Opinion
February 8, 2001.
Appeal from a decision of the Workers' Compensation Board, filed September 15, 1999, which refused to consider the merits of claimant's application for review of an award of intermittent lost time.
Ouimette, Goldstein Andrews (Louis M. Dauerer of counsel), Poughkeepsie, for appellant.
Ryan, Roach Ryan P.C. (Sean J. Denvir of counsel), Kingston, for Community General Hospital and another, respondents.
Before: Crew III, J.P., Peters, Mugglin, Rose and Lahtinen, JJ.
MEMORANDUM AND ORDER
Claimant sustained a work-related injury in July 1995 and, after returning to work the following month, she apparently continued to lose intermittent time from work. By decision filed October 1, 1996, the case was continued for, inter alia, further consideration of intermittent lost time awards. Shortly thereafter, claimant submitted a spreadsheet which purported to summarize her time lost from the date of the injury through April 12, 1996. A question arose, however, with regard to the medical evidence of claimant's disability during a portion of the period encompassed by the spreadsheet. Nevertheless, in April 1998, claimant was awarded eight weeks of intermittent lost time and she applied for review by the Workers' Compensation Board. In support of her application, claimant submitted a copy of the previously-submitted spreadsheet and argued that it showed 13 weeks of intermittent lost time. Concluding that the spreadsheet constituted new evidence and that claimant had failed to explain why the evidence had not been submitted prior to the award, the Board refused to entertain the merits of claimant's application.
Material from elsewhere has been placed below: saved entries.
PR #442, opened 2026-09-18
Add Spotify PKCE authentication command

adamcik:
Add the local authorization half of Spotify PKCE without changing runtime token refresh behavior.

- Generate a PKCE verifier, challenge, and CSRF state.
- Open Spotify authorization through the Mopidy website callback.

On this appeal, claimant contends that the Board erred in characterizing the spreadsheet as new evidence and in refusing to consider the merits of her application for review. The employer concedes that the spreadsheet was not new evidence but argues that the Board's error does not require reversal because the probative value of the spreadsheet is questionable. The probative value or weight to be given to the spreadsheet, however, is a question for the Board to resolve in its role as fact finder. As a result of its erroneous conclusion that the spreadsheet was new evidence, the Board never engaged in its fact-finding role and claimant was deprived of the opportunity to have the Board consider the merits of an issue that was properly preserved (see, Matter of Williams v. New York State Dept. of Transp., ___ A.D.2d ___, 715 N.Y.S.2d 516). Accordingly, the decision must be reversed and the matter remitted to the Board for consideration of the merits of claimant's application.
ORDERED that the decision is reversed, without costs, and matter remitted to the Workers' Compensation Board for further proceedings not inconsistent with this Court's decision.